You no longer need excel sheets or manual databases to manage supply chains. It’s unnecessary because Internet of Things (IoT) solutions providers are able to create scalable asset tracking systems that obviate the need for people doing the majority of menial supply chain tasks. Operators can now track each individual asset in a supply chain while visualizing at scale how all assets are moving collectively through the world.
Asset tracking IoT solutions have been a rising trend in supply chain management for one reason: they work. Imagine this: on Mother’s Day, American consumers spend about $2.6 billion on flowers. How do producers and suppliers ensure that the flowers you give to your mother are reliably beautiful while also turning a profit?
Example: The flower industry cold supply chain is complicated and relies heavily on everything going smoothly. Flowers are often grown in places like Colombia and then have to travel by plane to the United States, go through customs, and then get sent to a refrigerated warehouse before even reaching a flower shop, grocery store, or the end consumer. This process leaves a lot of room for error since flowers are so delicate and rely on being at the right temperature at all times.
There’s a staggering 40 percent waste margin in the industry and according to David Bairstow, SVP of Product at Skyhook, “If introducing IoT into the cold supply chain leads to decrease in waste by even 10 percent, that would result in more than $100 million of savings.”
Knowing where expensive flower shipments are at all times, what temperatures they’re experiencing in transit, and whether they’ll arrive at a loved one on time, are all critical to the industry. And location-driven IoT—i.e. asset tracking—is the most promising avenue for optimizing supply chain logistics thereby amplifying ROI for industry stakeholders and passing on savings to you when next Mother’s Day rolls around.
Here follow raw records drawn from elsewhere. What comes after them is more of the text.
PR #3751, opened 2023-10-18
fix(QueryBuilder): export types and default values

HQFOX:
Should we add the HV or HVQuerybuilder prefix to there subcomponents?

### DIFF
--- a/docs/overview/migration/MigrationV5.stories.mdx
+++ b/docs/overview/migration/MigrationV5.stories.mdx
@@ -461,31 +461,44 @@ In order to use them, you'll need to update the necessary imports. Please find a
 
 In v5.x some components and types were renamed as detailed in the table below.
 
-| Type or component | v4.x                   | v5.x                       |
-| ----------------- | ---------------------- | -------------------------- |
-| Component         | HvBreadcrumb           | HvBreadCrumb               |
-| Component         | HvImageCarousel        | HvCarousel                 |
-| Type              | NavigationItemProp     | HvHeaderNavigationItemProp |
-| Type              | ListValueProp          | HvListValue                |
-| Type              | ListLabelsProp         | HvListLabels               |
-| Type              | BreadCrumbPathElement  | HvBreadCrumbPathElement    |
-| Type              | HvActionContainerProps | HvActionBarProps           |
-| Type              | ActionGeneric          | HvActionGeneric            |
-| Type              | FileUploaderProps      | HvFileUploaderProps        |
-| Type              | FileUploaderLabelsProp | HvFileUploaderLabels       |
-| Type              | FilesAddedEvent        | HvFilesAddedEvent          |
-| Type              | FilesRemovedEvent      | HvFilesRemovedEvent        |
-| Type              | File                   | HvFileData                 |
-| Type              | FileProps              | HvFileProps                |
-| Type              | PaginationLabelsProp   | HvPaginationLabels         |
-| Type              | SimpleGridProps        | HvSimpleGridProps          |
-| Type              | StackDirection         | HvStackDirection           |
-| Type              | InputSuggestion        | HvInputSuggestion          |
-| Type              | TagSuggestion          | HvTagSuggestion            |
-| Type              | HvUiKitThemeNames      | HvThemeColorMode           |
-| Type              | KnobProperty           | HvKnobProperty             |
-| Type              | MarkProperty           | HvMarkProperty             |
-| Type              | FilterValue            | HvFilterGroupValue         |
+| Type or component | v4.x                   | v5.x                             |
+| ----------------- | ---------------------- | -------------------------------- |
+| Component         | HvBreadcrumb           | HvBreadCrumb                     |
+| Component         | HvImageCarousel        | HvCarousel                       |
+| Type              | NavigationItemProp     | HvHeaderNavigationItemProp       |
+| Type              | ListValueProp          | HvListValue                      |
+| Type              | ListLabelsProp         | HvListLabels                     |
+| Type              | BreadCrumbPathElement  | HvBreadCrumbPathElement          |
+| Type              | HvActionContainerProps | HvActionBarProps                 |
+| Type              | ActionGeneric          | HvActionGeneric                  |
+| Type              | FileUploaderProps      | HvFileUploaderProps              |
+| Type              | FileUploaderLabelsProp | HvFileUploaderLabels             |
+| Type              | FilesAddedEvent        | HvFilesAddedEvent                |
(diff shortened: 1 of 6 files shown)


MEsteves22:
I think what we are missing are the types and some default values. I believe the subcomponents shouldn't be exported (they were not exported in [v4.x](https://github.com/lumada-design/hv-uikit-react/blob/v4.x/packages/core/src/QueryBuilder/index.d.ts)) since the user only needs the `HvQueryBuilder` component.  

```
export { defaultCombinators, defaultLabels, defaultOperators } from "./Context";
export * from "./types";
```

Regarding the prefix, I think we should add the `HvQuerybuilder` prefix to the types and default values (`hvQuerybuilder`) since they are too generic at the moment.

packages/core/src/components/QueryBuilder/types.ts
```diff
@@ -1,123 +1,123 @@
...
 
-export interface QueryOperator {
+export interface HvQueryBuilderQueryOperator {
   operator: string;
   label: string;
   combinators: string[];
 }
 
-interface DialogLabels {
+interface HvQueryBuilderDialogLabels {
```
zettca, line 56: no need to change this. this is internal and not being exported.

packages/core/src/components/QueryBuilder/types.ts
```diff
@@ -1,123 +1,123 @@
...
+  | HvQueryBuilderAddRemoveAction
+  | HvQueryBuilderSetCombinatorAction
+  | HvQueryBuilderSetAttributeAction
+  | HvQueryBuilderSetOperatorAction
+  | HvQueryBuilderSetValueAction;
 
-export interface AskAction {
-  actions: QueryAction[];
-  dialog: DialogLabels;
+export interface HvQueryBuilderAskAction {
```
zettca, line 118: no need to change this. this is for internal use only.

packages/core/src/components/QueryBuilder/QueryBuilder.tsx
```diff
@@ -33,32 +33,32 @@ export { staticClasses as queryBuilderClasses };
...
+  combinators?: HvQueryBuilderQueryCombinator[];
   /**
    * The initial query representation.
    */
-  query?: Query;
+  query?: HvQueryBuilderQuery;
   /**
    * Callback fired when query changes.
-   * @param {Query} value - the query representation.
+   * @param {HvQueryBuilderQuery} value - the query representation.
```
zettca, line 51: TS already takes care of this
```suggestion
   * @param value - the query representation.
```

packages/core/src/components/QueryBuilder/QueryBuilder.tsx
```diff
@@ -88,9 +88,9 @@ export const HvQueryBuilder = (props: HvQueryBuilderProps) => {
   } = useDefaultProps("HvQueryBuilder", props);
   const { classes } = useClasses(classesProp);
 
-  const [pendingAction, askAction] = useState<AskAction>();
+  const [pendingAction, askAction] = useState<HvQueryBuilderAskAction>();
```
zettca, line 91: This (and all its associated types) is for internal use only

packages/core/src/components/QueryBuilder/index.ts
```diff
@@ -1 +1,7 @@
 export * from "./QueryBuilder";
+export {
+  defaultCombinators as hvQuerybuilderDefaultCombinators,
+  defaultLabels as hvQuerybuilderDefaultLabels,
+  defaultOperators as hvQuerybuilderDefaultOperators,
```
zettca, line 5:
```suggestion
  defaultCombinators as hvQueryBuilderDefaultCombinators,
  defaultLabels as hvQueryBuilderDefaultLabels,
  defaultOperators as hvQueryBuilderDefaultOperators,
```

docs/overview/migration/MigrationV5.stories.mdx
```diff
@@ -785,3 +786,8 @@ this prop was deprecated by the underlining component from material ui and you s
 - The deprecated props `hours`, `minutes`, and `seconds` were removed.
   - Users should now use either `defaultValue` or `value` to set the time, in an uncontrolled or controlled way respectively (which follows the `HvTimePickerValue` type).
 - The `HvTimePickerValue` no longer has the `period` property, as it uses the 24-hour format for consistency
+
+### Query Builder <a id="query-builder" />
+
+- All of the types exported from this component now have the `HvQueryBuilder` prefix. (e.g. the type: `Attribute` is now `HvQueryBuilderAttribute`).
+- The default values from this component have also change to have a `hvQueryBuilder` prefix. (e.g. `defaultLabels` is now `hvQuerybuilderDefaultLabels`)
```
MEsteves22, line 793: Just a typo:

```suggestion
- The default values from this component have also changed (...)
```

docs/overview/migration/MigrationV5.stories.mdx
```diff
@@ -47,6 +47,7 @@ Here's what there is to know about this migration:
   - [Time Picker](#time-picker)
   - [Table Renderer - Expand Column](#table-renderer-expand-column)
   - [Drawer](#drawer)
+  - [Query Builder](#query-builder)
```
MEsteves22, line 50: Regarding the migration guide I think we should also add the renamed types and defaults values in the "Renamed components and types" table to maintain consistency 🙏

packages/core/src/components/QueryBuilder/index.ts
```diff
@@ -1 +1,7 @@
 export * from "./QueryBuilder";
+export {
+  defaultCombinators as hvQueryBuilderDefaultCombinators,
+  defaultLabels as hvQueryBuilderDefaultLabels,
+  defaultOperators as hvQueryBuilderDefaultOperators,
+} from "./Context";
+export * from "./types";
```
MEsteves22, line 7: We are currently making public all the types exported in `types` but we only want to export some of them (not `QueryAction`, `AskAction`, and `ValueComponentProps`). Thus, we should do something like: 

```suggestion
export type { HvQueryBuilderAttribute, HvQueryBuilderNumericRange, HvQueryBuilderDateTimeStrings, HvQueryBuilderDateTimeRange, HvQueryBuilderQueryRuleValue, HvQueryBuilderQuery, HvQueryBuilderQueryRule, HvQueryBuilderQueryCombinator, HvQueryBuilderQueryOperator, HvQueryBuilderLabels } from "./types";
```

MEsteves22 (commented):
👌🏻

MEsteves22 (approved):

francisco-guilherme (approved):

Wearables make substantial use of location data. Although you may not think of wearing a camera as a common example, the Swedish company Narrative makes a wearable camera the size of a tortilla chip that geotags your photographic memories in real time and serves them to you on your iPhone. Pinpointing the location of each “memory” or photo surely isn’t easy; it requires a location tracking technology that can transmit data reliably in a range of environments.
Smart wearables aren’t just handy gadgets; they can also save lives. Consider Athena’s “ROAR” product: a small beacon that enables women to broadcast their location frictionlessly via SMS to preselected contacts when they feel threatened. Accurate and precise location data enable emergency services and loved ones to find the distressed user when seconds count. Or consider the Philips LifeLine GoSafe: a mobile personal response system (MPRS) marketed primarily to senior citizens and people with disabilities who may need to notify others of an emergency like a fall.
“Accurate location information is of critical value to ensuring the quick dispatch, arrival and delivery of what is often life-saving assistance,” said Rob Goudswaard, senior director, Global Product and Service Programs, for Philips Home Monitoring.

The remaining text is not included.